[EXERCISE OBJECTIVE] Each line from the one holding "Dockerfile added same as other java apps." to the end of the data below must be output verbatim, with no other lines.

=== Begin Enclosure ===

PR #7, opened 2021-09-24
PP-8475 Dockerfile

mrlumbu:
Dockerfile added same as other java apps.

Have used standard docker startup script, but commented out
wait on dependencies bit until we have some dependencies.

Moved config to the right place so that it is included
in target.

Added dependabot file to keep base image up to date.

=== End Enclosure ===

[WRITTEN SOLUTION]
Dockerfile added same as other java apps.

Have used standard docker startup script, but commented out
wait on dependencies bit until we have some dependencies.

Moved config to the right place so that it is included
in target.

Added dependabot file to keep base image up to date.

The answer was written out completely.